In the morning that my lord should depart and remove, being then at mass in his closet, he consecrated the Chancellor of France a cardinal, and put upon him the habit due to that order; and then took his journey into Englandward, making such necessary expedition that he came to Guisnes, where he was nobly received of my Lord Sands, then captain there, with all the retinue thereof. And from thence he rode to Calais, where he tarried the shipping of his stuff, horses, and train; and in the meantime he established there a mart, to be kept for all nations; but how long it endured, and in what sort it was used, I know not, for I never heard of any great good that it did, or of any worthy assembly there of merchants or merchandise, that was brought thither for the furniture of so weighty a matter.
These things finished, and others for the weal of the town, he took shipping and arrived at Dover, from whence he rode to the king, being then in his progress at Sir Harry Wyatt’s house, in Kent, [it was] supposed among us that he should be joyfully received at his home coming, as well of the king as of all other noblemen: but we were deceived in our expectation. Notwithstanding he went, immediately after his coming, to the king, with whom he had long talk, and continued there in the court two or three days; and then returned to his house at Westminster, where he remained until Michaelmas term, which was within a fortnight after, and using his room of Chancellorship, as he was wont to do.

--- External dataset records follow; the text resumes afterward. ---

PR #2374, opened 2023-07-13
[PT] Marcos Francesquini

marcosfrancesquini:


app.js
```diff
@@ -12,7 +23,58 @@ app.set('views', __dirname + '/views');
 app.use(express.static(__dirname + '/public'));
 
 // setting the spotify-api goes here:
+app.get("/", (req, res) => {
+    res.render("index")
+})
+//res.render(data.body.artists.items[0].images)
+app.get("/artist-search", (req, res) => {
+    console.log("Artist came from browser - request")
+    console.log(req.query.artist)
```
iPoolito, line 32: Just for good practice every time you create a PR try to remove the console.logs that are not needed, for example you can leave the ones inside the catch

app.js
```diff
@@ -12,7 +23,58 @@ app.set('views', __dirname + '/views');
...
+        .then((data) => {
+
+            const artistImage = data.body.artists.items[0].images[0].url;
+            const artistName = data.body.artists.items[0].name;
+            const artistId = data.body.artists.items[0].id;
+            // console.log(artistObject)
+            res.render("artist-search-result", { artistImage: artistImage, artistName: artistName, artistId: artistId })
+        })
+
+        //res.render("artist-search-result",{artist:data.body.artists.items})})
```
iPoolito, line 48: Also try to avoid leave commented code that you dont need :D

app.js
```diff
@@ -12,7 +23,58 @@ app.set('views', __dirname + '/views');
...
+        .catch(err => console.log(err))
+})
+
+
+
+app.get("/albums/:artistId/", (req, res, next) => {
+    // .getArtistAlbums() code goes here
+
```
iPoolito, line 56: A good practice and for easy to read its to save the params  in variables first and then pass it something like
```
const artistId =req.params.artistId
  spotifyApi
    .getArtistAlbums( artistId )
    ```

PR #2394, opened 2023-08-04
[LS-FT-JULY23]Gabriel

Ogbera-Gabriel:


brunorocha20 (commented):
Good job on the lab Gabriel. When working with the `hbs`, remember that you only need to use the HTML tags and file formation once. In the `layout.hbs` you do that, everywhere else you just use the tags and `hbs` syntax inside.

PR #745, opened 2024-02-15
Snapshot: Always acquire an ActiveWriteBlock

thorfour:
When we were closing the database we may take a snapshot on close. If we do, that snapshot was taking on "offline" snapshot which doesn't acquire the active writeblock.

Because it doesn't acquire an active write block it menat it could race with an active block rotation, which could close the index before the snapshot occurs resulting in a bad snapshot.

This changes the snapshot behavior to always be "online" and acquire the active write block.


asubiotto (approved):
Great find.

asubiotto:
Actually, isn't it enough to just move snapshotting before closing the tables?

thorfour:
No, because moving it to before would still cause it to race with the block rotation

PR #746, opened 2024-02-19
Add unique and "and" aggregations, and if and isNull projections

brancz:


thorfour:
May be worth adding some logic tests with these additions?

query/physicalplan/project.go
```diff
@@ -485,6 +485,132 @@ func (p convertProjection) Project(mem memory.Allocator, ar arrow.Record) ([]arr
...
+		return nil, nil, fmt.Errorf("invalid projection for if: then and else columns must be of the same type")
+	}
+
+	var res arrow.Array
+	switch thenCols[0].(type) {
+	case *array.Int64:
+		res = conditionalAddInt64(mem, condArr, thenCol.(*array.Int64), elseCol.(*array.Int64))
+	default:
+		return nil, nil, fmt.Errorf("unsupported if expression type: %s %T", thenCols[0].DataType(), thenCols[0])
+	}
```
jicanghaixb, line 587: because thenCol.Datatype equal elseCol.Datatype, we can support any dataType,not only int64.
example:
        builder := array.NewBuilder(mem, thenColFields[0].Type)
        defer builder.Release()

jicanghaixb: I think IfProjection can generate any type of new column based on conditional judgment, rather than just int64 column, so we can use thenCol or elseCol types to get new column dataType

brancz: The result must be the same on either side, which is ensured on line 577

jicanghaixb: yes, the result must be the same on either side, but  thenCol and elseCol must not be set int64 type.
This can adapt to more new column generation needs

Here is my previously ugly implementation code
```suggestion

type ifProject struct {
	filterColumn columnProjection
	trueColumn   columnProjection
	falseColumn  columnProjection
	expr         *logicalplan.IfElseExpr
}

func (p ifProject) Name() string {
	return p.expr.Name()
}

func (p ifProject) String() string {
	return p.Name()
}

func (p ifProject) Project(mem memory.Allocator, ar arrow.Record) ([]arrow.Field, []arrow.Array, error) {
	var (
		resultName   = p.Name()
		fields       = make([]arrow.Field, 0, 1)
		columnsArray = make([]arrow.Array, 0, 1)
	)

	filterFields, filterArrays, err := p.filterColumn.Project(mem, ar)
	if err != nil {
		return nil, nil, fmt.Errorf("filter projection for column failed: %v", err)
	}
	if len(filterFields) != 1 || len(filterArrays) != 1 {
		return nil, nil, fmt.Errorf("filter expression projection expected one field and one array for each side, got %d fields and %d arrays on left", len(filterFields), len(filterArrays))
	}
	defer filterArrays[0].Release()

	trueFields, trueArrays, err := p.trueColumn.Project(mem, ar)
	if err != nil {
		return nil, nil, fmt.Errorf("true projection for column failed: %v", err)
	}
	if len(trueFields) != 1 || len(trueArrays) != 1 {
		return nil, nil, fmt.Errorf("true expression projection expected one field and one array for each side, got %d fields and %d arrays on left", len(trueFields), len(trueArrays))
	}
	defer trueArrays[0].Release()

	falseFields, falseArrays, err := p.falseColumn.Project(mem, ar)
	if err != nil {
		return nil, nil, fmt.Errorf("false projection for column failed: %v", err)
	}
	if len(falseFields) != 1 || len(falseArrays) != 1 {
		return nil, nil, fmt.Errorf("true expression projection expected one field and one array for each side, got %d fields and %d arrays on left", len(falseFields), len(falseArrays))
	}
	defer falseArrays[0].Release()

	if trueFields[0].Type.ID() != falseFields[0].Type.ID() {
		return nil, nil, fmt.Errorf("trueColumn type: %s not equal falseColumn type: %s", trueFields[0].Type, falseFields[0].Type)
	}
	fields = append(fields, arrow.Field{
		Name: resultName,
		Type: trueFields[0].Type,
	})
	builder := array.NewBuilder(mem, trueFields[0].Type)
	defer builder.Release()
	for i := 0; i < int(ar.NumRows()); i++ {
		if filterArrays[0].ValueStr(i) == "true" {
			if err := builder.AppendValueFromString(trueArrays[0].ValueStr(i)); err != nil {
				return nil, nil, err
			}
		} else {
			if err := builder.AppendValueFromString(falseArrays[0].ValueStr(i)); err != nil {
				return nil, nil, err
			}
		}
	}
	columnsArray = append(columnsArray, builder.NewArray())
	return fields, columnsArray, nil
}
```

At which time he caused an assembly to be made in the Star Chamber, of all the noblemen, judges, and justices of the peace of every shire that were at that present in Westminster Hall, and there made to them a long oration, declaring unto them the cause of his embassy into France, and of his proceeding there; among the which he said, "he had concluded such an amity and friendship as never was heard of in this realm in our time before, as well between the emperor and us, as between the French king and our sovereign lord, concluding a perpetual peace, which shall be confirmed in writing, alternately, sealed with the broad seals of both the realms graved in fine gold; affirming furthermore, that the king should receive yearly his tribute, by that name, for the Duchy of Normandy, with all other costs which he hath sustained in the wars. And where there was a restraint made in France of the French queen’s dower, whom the Duke of Suffolk had married, for divers years during the wars, it is fully concluded, that she shall not only receive the same yearly again, but also the arrearages being unpaid during the restraint. All which things shall be perfected at the coming of the great embassy out of France: in the which shall be a great number of noblemen and gentlemen for the conclusion of the same, as hath not been seen repair hither out of one realm in an embassy. This peace thus concluded, there shall be such an amity between gentlemen of each realm, and intercourse of merchants with merchandise, that it shall seem to all men the territories to be but one monarchy. Gentlemen may travel quietly from one country to another for their recreation and pastime; and merchants, being arrived in each country, shall be assured to travel about their affairs in peace and tranquillity: so that this realm shall joy and prosper for ever. Wherefore it shall be well done for all true Englishmen to advance and set forth this perpetual peace, both in countenance and gesture, with such entertainment as it may be a just occasion unto the Frenchmen to accept the same in good part, and also to use you with the semblable, and make of the same a noble report in their countries.